*** Begin section ***
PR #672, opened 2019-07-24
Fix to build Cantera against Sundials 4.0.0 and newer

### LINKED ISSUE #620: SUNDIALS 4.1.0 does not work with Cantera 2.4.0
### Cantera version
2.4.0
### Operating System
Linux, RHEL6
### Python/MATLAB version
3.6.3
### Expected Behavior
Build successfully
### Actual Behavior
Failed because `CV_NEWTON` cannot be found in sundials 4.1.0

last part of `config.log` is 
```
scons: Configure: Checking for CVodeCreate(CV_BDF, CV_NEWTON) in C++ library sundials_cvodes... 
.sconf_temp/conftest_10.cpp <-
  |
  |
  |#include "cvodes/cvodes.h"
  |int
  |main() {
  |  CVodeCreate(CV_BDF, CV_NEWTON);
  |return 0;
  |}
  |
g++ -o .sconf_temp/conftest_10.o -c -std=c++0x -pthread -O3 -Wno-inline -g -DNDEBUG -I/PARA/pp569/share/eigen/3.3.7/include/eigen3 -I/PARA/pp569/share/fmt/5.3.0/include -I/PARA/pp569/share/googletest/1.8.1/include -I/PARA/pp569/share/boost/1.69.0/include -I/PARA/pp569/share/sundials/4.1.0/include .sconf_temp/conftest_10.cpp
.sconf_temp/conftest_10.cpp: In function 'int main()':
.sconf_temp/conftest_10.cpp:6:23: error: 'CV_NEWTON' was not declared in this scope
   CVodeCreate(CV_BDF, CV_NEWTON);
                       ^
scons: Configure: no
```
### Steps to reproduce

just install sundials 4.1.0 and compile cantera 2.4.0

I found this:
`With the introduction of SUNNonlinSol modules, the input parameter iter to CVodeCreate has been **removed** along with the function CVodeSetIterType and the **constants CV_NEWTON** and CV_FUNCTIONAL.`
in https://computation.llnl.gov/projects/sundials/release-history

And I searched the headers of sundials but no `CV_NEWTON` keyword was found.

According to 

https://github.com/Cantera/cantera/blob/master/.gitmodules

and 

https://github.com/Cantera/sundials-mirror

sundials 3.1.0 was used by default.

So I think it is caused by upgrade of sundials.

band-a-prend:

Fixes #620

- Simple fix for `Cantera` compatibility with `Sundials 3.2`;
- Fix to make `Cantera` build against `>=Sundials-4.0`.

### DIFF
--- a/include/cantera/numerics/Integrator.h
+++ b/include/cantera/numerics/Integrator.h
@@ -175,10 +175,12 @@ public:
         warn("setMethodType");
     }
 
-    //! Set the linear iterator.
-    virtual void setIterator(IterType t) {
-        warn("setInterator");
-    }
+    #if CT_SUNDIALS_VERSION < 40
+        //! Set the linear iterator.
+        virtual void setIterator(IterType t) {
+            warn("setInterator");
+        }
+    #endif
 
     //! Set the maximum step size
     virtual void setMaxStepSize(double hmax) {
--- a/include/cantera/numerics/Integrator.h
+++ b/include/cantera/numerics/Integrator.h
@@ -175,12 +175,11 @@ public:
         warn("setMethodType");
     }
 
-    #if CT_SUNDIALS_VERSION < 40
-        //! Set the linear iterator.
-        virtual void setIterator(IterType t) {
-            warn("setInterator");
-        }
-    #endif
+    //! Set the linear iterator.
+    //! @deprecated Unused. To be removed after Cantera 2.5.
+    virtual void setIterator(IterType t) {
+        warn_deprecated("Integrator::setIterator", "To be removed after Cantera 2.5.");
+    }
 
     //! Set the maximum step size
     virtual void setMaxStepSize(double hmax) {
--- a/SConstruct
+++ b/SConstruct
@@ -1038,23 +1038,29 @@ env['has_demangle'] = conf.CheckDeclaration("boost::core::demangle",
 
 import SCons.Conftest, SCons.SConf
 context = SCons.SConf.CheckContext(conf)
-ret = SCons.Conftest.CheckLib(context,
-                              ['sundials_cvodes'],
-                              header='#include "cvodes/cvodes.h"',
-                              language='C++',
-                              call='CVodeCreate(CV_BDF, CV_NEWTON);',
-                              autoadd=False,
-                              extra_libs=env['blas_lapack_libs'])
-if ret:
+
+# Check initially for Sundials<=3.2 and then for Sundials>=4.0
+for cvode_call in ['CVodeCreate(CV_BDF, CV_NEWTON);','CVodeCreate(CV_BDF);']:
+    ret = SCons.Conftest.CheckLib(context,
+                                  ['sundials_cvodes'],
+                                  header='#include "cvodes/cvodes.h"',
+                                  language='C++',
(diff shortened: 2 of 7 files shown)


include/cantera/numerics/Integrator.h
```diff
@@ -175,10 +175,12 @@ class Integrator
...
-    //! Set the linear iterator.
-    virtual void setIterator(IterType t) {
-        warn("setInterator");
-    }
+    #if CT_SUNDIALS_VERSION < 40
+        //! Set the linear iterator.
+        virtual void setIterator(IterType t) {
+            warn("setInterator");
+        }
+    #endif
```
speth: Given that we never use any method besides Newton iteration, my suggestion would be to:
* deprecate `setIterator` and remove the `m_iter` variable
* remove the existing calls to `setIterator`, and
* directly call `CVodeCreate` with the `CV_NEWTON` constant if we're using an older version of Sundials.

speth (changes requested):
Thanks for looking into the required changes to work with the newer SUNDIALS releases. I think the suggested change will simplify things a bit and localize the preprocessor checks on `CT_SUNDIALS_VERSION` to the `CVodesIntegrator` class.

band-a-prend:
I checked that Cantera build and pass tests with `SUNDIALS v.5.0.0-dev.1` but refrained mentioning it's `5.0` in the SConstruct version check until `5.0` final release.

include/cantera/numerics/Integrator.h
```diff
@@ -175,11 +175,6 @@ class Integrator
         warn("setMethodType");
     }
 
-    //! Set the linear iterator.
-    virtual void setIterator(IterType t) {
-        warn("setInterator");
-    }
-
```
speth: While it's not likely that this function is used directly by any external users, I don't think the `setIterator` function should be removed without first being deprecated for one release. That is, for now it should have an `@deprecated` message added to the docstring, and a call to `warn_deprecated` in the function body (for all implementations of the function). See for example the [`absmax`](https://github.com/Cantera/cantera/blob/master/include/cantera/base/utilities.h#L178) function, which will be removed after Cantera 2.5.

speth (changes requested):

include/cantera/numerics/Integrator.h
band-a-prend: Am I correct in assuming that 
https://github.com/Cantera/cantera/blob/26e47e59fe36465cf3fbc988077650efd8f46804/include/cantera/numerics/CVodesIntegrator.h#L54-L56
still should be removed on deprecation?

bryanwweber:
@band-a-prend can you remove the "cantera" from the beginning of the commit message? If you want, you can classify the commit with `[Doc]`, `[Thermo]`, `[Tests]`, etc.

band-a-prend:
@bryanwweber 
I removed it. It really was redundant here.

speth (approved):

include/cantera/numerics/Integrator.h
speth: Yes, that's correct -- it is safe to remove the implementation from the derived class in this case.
*** End section ***
Would you retype the whole listing, exactly as it reads?

*Answer section*.
PR #672, opened 2019-07-24
Fix to build Cantera against Sundials 4.0.0 and newer

### LINKED ISSUE #620: SUNDIALS 4.1.0 does not work with Cantera 2.4.0
### Cantera version
2.4.0
### Operating System
Linux, RHEL6
### Python/MATLAB version
3.6.3
### Expected Behavior
Build successfully
### Actual Behavior
Failed because `CV_NEWTON` cannot be found in sundials 4.1.0

last part of `config.log` is 
```
scons: Configure: Checking for CVodeCreate(CV_BDF, CV_NEWTON) in C++ library sundials_cvodes... 
.sconf_temp/conftest_10.cpp <-
  |
  |
  |#include "cvodes/cvodes.h"
  |int
  |main() {
  |  CVodeCreate(CV_BDF, CV_NEWTON);
  |return 0;
  |}
  |
g++ -o .sconf_temp/conftest_10.o -c -std=c++0x -pthread -O3 -Wno-inline -g -DNDEBUG -I/PARA/pp569/share/eigen/3.3.7/include/eigen3 -I/PARA/pp569/share/fmt/5.3.0/include -I/PARA/pp569/share/googletest/1.8.1/include -I/PARA/pp569/share/boost/1.69.0/include -I/PARA/pp569/share/sundials/4.1.0/include .sconf_temp/conftest_10.cpp
.sconf_temp/conftest_10.cpp: In function 'int main()':
.sconf_temp/conftest_10.cpp:6:23: error: 'CV_NEWTON' was not declared in this scope
   CVodeCreate(CV_BDF, CV_NEWTON);
                       ^
scons: Configure: no
```
### Steps to reproduce

just install sundials 4.1.0 and compile cantera 2.4.0

I found this:
`With the introduction of SUNNonlinSol modules, the input parameter iter to CVodeCreate has been **removed** along with the function CVodeSetIterType and the **constants CV_NEWTON** and CV_FUNCTIONAL.`
in https://computation.llnl.gov/projects/sundials/release-history

And I searched the headers of sundials but no `CV_NEWTON` keyword was found.

According to 

https://github.com/Cantera/cantera/blob/master/.gitmodules

and 

https://github.com/Cantera/sundials-mirror

sundials 3.1.0 was used by default.

So I think it is caused by upgrade of sundials.

band-a-prend:

Fixes #620

- Simple fix for `Cantera` compatibility with `Sundials 3.2`;
- Fix to make `Cantera` build against `>=Sundials-4.0`.

### DIFF
--- a/include/cantera/numerics/Integrator.h
+++ b/include/cantera/numerics/Integrator.h
@@ -175,10 +175,12 @@ public:
         warn("setMethodType");
     }
 
-    //! Set the linear iterator.
-    virtual void setIterator(IterType t) {
-        warn("setInterator");
-    }
+    #if CT_SUNDIALS_VERSION < 40
+        //! Set the linear iterator.
+        virtual void setIterator(IterType t) {
+            warn("setInterator");
+        }
+    #endif
 
     //! Set the maximum step size
     virtual void setMaxStepSize(double hmax) {
--- a/include/cantera/numerics/Integrator.h
+++ b/include/cantera/numerics/Integrator.h
@@ -175,12 +175,11 @@ public:
         warn("setMethodType");
     }
 
-    #if CT_SUNDIALS_VERSION < 40
-        //! Set the linear iterator.
-        virtual void setIterator(IterType t) {
-            warn("setInterator");
-        }
-    #endif
+    //! Set the linear iterator.
+    //! @deprecated Unused. To be removed after Cantera 2.5.
+    virtual void setIterator(IterType t) {
+        warn_deprecated("Integrator::setIterator", "To be removed after Cantera 2.5.");
+    }
 
     //! Set the maximum step size
     virtual void setMaxStepSize(double hmax) {
--- a/SConstruct
+++ b/SConstruct
@@ -1038,23 +1038,29 @@ env['has_demangle'] = conf.CheckDeclaration("boost::core::demangle",
 
 import SCons.Conftest, SCons.SConf
 context = SCons.SConf.CheckContext(conf)
-ret = SCons.Conftest.CheckLib(context,
-                              ['sundials_cvodes'],
-                              header='#include "cvodes/cvodes.h"',
-                              language='C++',
-                              call='CVodeCreate(CV_BDF, CV_NEWTON);',
-                              autoadd=False,
-                              extra_libs=env['blas_lapack_libs'])
-if ret:
+
+# Check initially for Sundials<=3.2 and then for Sundials>=4.0
+for cvode_call in ['CVodeCreate(CV_BDF, CV_NEWTON);','CVodeCreate(CV_BDF);']:
+    ret = SCons.Conftest.CheckLib(context,
+                                  ['sundials_cvodes'],
+                                  header='#include "cvodes/cvodes.h"',
+                                  language='C++',
(diff shortened: 2 of 7 files shown)


include/cantera/numerics/Integrator.h
```diff
@@ -175,10 +175,12 @@ class Integrator
...
-    //! Set the linear iterator.
-    virtual void setIterator(IterType t) {
-        warn("setInterator");
-    }
+    #if CT_SUNDIALS_VERSION < 40
+        //! Set the linear iterator.
+        virtual void setIterator(IterType t) {
+            warn("setInterator");
+        }
+    #endif
```
speth: Given that we never use any method besides Newton iteration, my suggestion would be to:
* deprecate `setIterator` and remove the `m_iter` variable
* remove the existing calls to `setIterator`, and
* directly call `CVodeCreate` with the `CV_NEWTON` constant if we're using an older version of Sundials.

speth (changes requested):
Thanks for looking into the required changes to work with the newer SUNDIALS releases. I think the suggested change will simplify things a bit and localize the preprocessor checks on `CT_SUNDIALS_VERSION` to the `CVodesIntegrator` class.

band-a-prend:
I checked that Cantera build and pass tests with `SUNDIALS v.5.0.0-dev.1` but refrained mentioning it's `5.0` in the SConstruct version check until `5.0` final release.

include/cantera/numerics/Integrator.h
```diff
@@ -175,11 +175,6 @@ class Integrator
         warn("setMethodType");
     }
 
-    //! Set the linear iterator.
-    virtual void setIterator(IterType t) {
-        warn("setInterator");
-    }
-
```
speth: While it's not likely that this function is used directly by any external users, I don't think the `setIterator` function should be removed without first being deprecated for one release. That is, for now it should have an `@deprecated` message added to the docstring, and a call to `warn_deprecated` in the function body (for all implementations of the function). See for example the [`absmax`](https://github.com/Cantera/cantera/blob/master/include/cantera/base/utilities.h#L178) function, which will be removed after Cantera 2.5.

speth (changes requested):

include/cantera/numerics/Integrator.h
band-a-prend: Am I correct in assuming that 
https://github.com/Cantera/cantera/blob/26e47e59fe36465cf3fbc988077650efd8f46804/include/cantera/numerics/CVodesIntegrator.h#L54-L56
still should be removed on deprecation?

bryanwweber:
@band-a-prend can you remove the "cantera" from the beginning of the commit message? If you want, you can classify the commit with `[Doc]`, `[Thermo]`, `[Tests]`, etc.

band-a-prend:
@bryanwweber 
I removed it. It really was redundant here.

speth (approved):

include/cantera/numerics/Integrator.h
speth: Yes, that's correct -- it is safe to remove the implementation from the derived class in this case.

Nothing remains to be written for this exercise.